症例は51歳の女性で,20年前米国にて,十二指腸潰瘍に対し胃空腸吻合術が施行されているが詳細不明である.以前より総胆管,主膵管が膵頭部で狭窄し,その上流が拡張していたが血液生化学検査に異常所見は認めなかった.経過観察中に胃癌を認めたため幽門側胃切除術を施行した.幽門および十二指腸球部は短縮・瘢痕化していたため,十二指腸内腔から十二指腸乳頭を確認しながら瘢痕部のすぐ肛門側で十二指腸を切離した.術後に膵液瘻を認めドレーンから300 ml/day以上の膵液が連日流出した.膵管の減圧が必要と判断し術後10日目に手術治療の方針とした.膵頭上部での総胆管,主膵管の狭窄に加え,膵鉤部にも複数の拡張膵管が認められたことから主膵管の減圧のみでは不十分と考え膵頭十二指腸切除術を施行した.難治性膵液瘻の外科的治療法として,主膵管,総胆管の狭窄を伴う場合は膵頭十二指腸切除術も考慮されうる術式である.

Translated Abstract

A 51-year-old women visited our hospital for preoperative evaluation of gastric cancer. She had undergone gastrojejunostomy for a duodenal ulcer 20 years earlier in the USA, but detailed medical records were unavailable. The common bile duct and main pancreatic duct were dilated, and the lumens of these ducts were shrunk in the pancreatic head close to the papilla. However, laboratory data were normal. Distal gastrectomy was performed for gastric cancer. In laparotomy, severe scarring and contraction of the duodenal bulb were observed; therefore, we resected the duodenum under direct vision of the duodenal papilla through an incision in the anterior wall of the duodenum. Postoperatively, more than 300 ml of pancreatic juice was obtained through a drain placed for more than a week. In addition to stenosis of the common bile duct and main pancreatic duct in the pancreatic head, the pancreatic duct in the uncinate process of the pancreas was dilated. This led us to conclude that decompression of the main pancreatic duct alone was insufficient for treatment of the pancreatic fistula. Therefore, pancreaticoduodenectomy was performed 10 days after the initial surgery. This procedure was found to be useful for treatment of an intractable pancreatic fistula with a stenosed common bile duct and main pancreatic duct.

はじめに

膵管狭窄の原因として膵癌,膵内分泌腫瘍,膵囊胞,慢性膵炎などが一般的であり十二指腸潰瘍が原因となることはまれである1).また,手術合併症で発生する膵液瘻は保存的治療で治癒することが多いが,主膵管の下流側に閉塞がある場合は難治性となりうる2).今回,我々は十二指腸潰瘍が原因と考えられる主膵管,総胆管の狭窄を伴った胃切除後の膵液瘻に対し,膵頭十二指腸切除術を施行した1例を経験したので報告する.

症例

症例:51歳,女性

主訴:検診異常

既往歴:20年前米国で,十二指腸潰瘍による十二指腸狭窄に対して胃空腸吻合術を施行されているが詳細不明であった.

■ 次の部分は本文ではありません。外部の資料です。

PR #1145, opened 2019-01-10
reuse CheckLocationDiscovered to allow notebook fast travel

petchema:
#1084 made notebook fast travel checks too strict, for instance not allowing to fast travel to a town you didn't visit before.
Forums: https://forums.dfworkshop.net/viewtopic.php?f=28&t=1578&p=19594#p19575
This patch reuses DaggerfallTravelMapWindow.CheckLocationDiscovered(), I hope that's the right thing to do.

### DIFF
--- a/Assets/Scripts/Game/UserInterfaceWindows/DaggerfallQuestJournalWindow.cs
+++ b/Assets/Scripts/Game/UserInterfaceWindows/DaggerfallQuestJournalWindow.cs
@@ -339,8 +339,10 @@ namespace DaggerfallWorkshop.Game.UserInterfaceWindows
             DFLocation location;
             if (DaggerfallUnity.Instance.ContentReader.GetLocation(regionName, name, out location))
             {
-                int mapPixelID = MapsFile.GetMapPixelIDFromLongitudeLatitude(location.MapTableData.Longitude, location.MapTableData.Latitude);
-                return GameManager.Instance.PlayerGPS.HasDiscoveredLocation(mapPixelID);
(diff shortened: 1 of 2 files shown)


ajrb:
Not sure I understand this change, does it mean there are two mechanisms in DFU for location discovery then? One that tracks which locations PC is aware of and another that tracks which locations PC has actually been to? If so, that's news to me.

petchema:
Exactly, and I assume that summary.Discovered flag is "stuff you're aware of", like all towns, farmsteads, temples, and some of the cemeteries at the beginning of the game. But then with code comments like
```
// TODO: This by itself doesn't account for DFRegion.LocationTypes.GraveyardForgotten locations that start the game discovered in classic
summary.Discovered = mapTable.Discovered;
```
...may not be the whole story.
Anyway, aligning notebook fast travel condition with world map fast travel condition should be safe, if the code is bug free...

ajrb:
Hmm, I honestly had not realised there were two levels of discovery. Thing is I get quests to places I have not travelled to and I can use the notebook to travel there just fine. Maybe that's beacuse I only tested dungeons and towns are different?

Interkarma:
The discovery system is only a subset of total places in game world, so it's possible for a location to be available (e.g. town is visible on the travel map) but not yet recorded in the discovery database as the player hasn't been there yet. It's safe to assume that all towns, taverns, homes, etc. can be fast travelled to without needing to be part of the discovery record. I think Pango's solution here is a good one, and I feel silly for not picking this up myself when I reviewed earlier change. :)

ajrb:
Agreed, thanks for the fix Pango! I also learned something about the discovery system when it comes to towns. Was quite confused for a while tho... :-)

現病歴:上記術後よりたびたび吻合部潰瘍を発症し,上部消化管内視鏡検査および治療を行っていた.今回,胃前庭部の吻合部付近に発赤を認めた.生検でsignet-ring cell carcinomaを認め,手術目的に当科紹介となった.

身体所見:上腹部正中に手術痕あり.腹部は平坦,軟で圧痛なし.

血液生化学検査所見:AST 12 U/l,ALT 13 U/l,LDH 135 U/l,ALP 256 U/l,γ-GTP 16 U/l,T-bil 0.3 mg/dl,AMY 73 U/lと肝胆道系酵素,膵酵素の上昇,黄疸は認めなかった.また,自己免疫性膵炎を疑ったが,IgG4は48.1 mg/dlと上昇を認めなかった.

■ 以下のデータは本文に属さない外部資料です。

PR #1146, opened 2019-01-11
Changes to SpellIconCollection for more and better icons

Alyndiar:
Modified GetSpellIcon method to allow for more than 69 icons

上部消化管内視鏡検査所見:幽門すぐ口側に側々吻合された空腸を認め,そのすぐ口側の胃前庭部に0-IIc病変を認めた.生検でsignet-ring cell carcinomaと診断された.幽門は狭窄しており内視鏡は通過しなかった.

上部消化管造影検査所見:幽門のすぐ口側に胃空腸吻合部を認め,そこからその輸入脚,輸出脚が造影された.幽門輪から十二指腸は造影されなかった(Fig. 1).

Fig. 1 

A gastrografin meal demonstrated afferent and efferent (yellow arrow) loops in gastrojejunostomy, without passage through the pylorus.

腹部造影CT所見:主膵管,総胆管が膵頭部付近で狭窄し,その上流が拡張していたが(Fig. 2),膵頭部に腫瘍性病変を疑う所見は認めなかった.リンパ節腫大,肝,肺転移は認めなかった.

Fig. 2 

Abdominal CT showed severe dilatation of the main pancreatic duct (blue arrow) and common bile duct (red arrows), with tapering of the distal portion in the pancreatic head. The stenosed main pancreatic duct (blue arrowheads) and stenosed common bile duct (red arrowheads) are shown. Neither a tumor nor gallstones were present in the pancreatic head.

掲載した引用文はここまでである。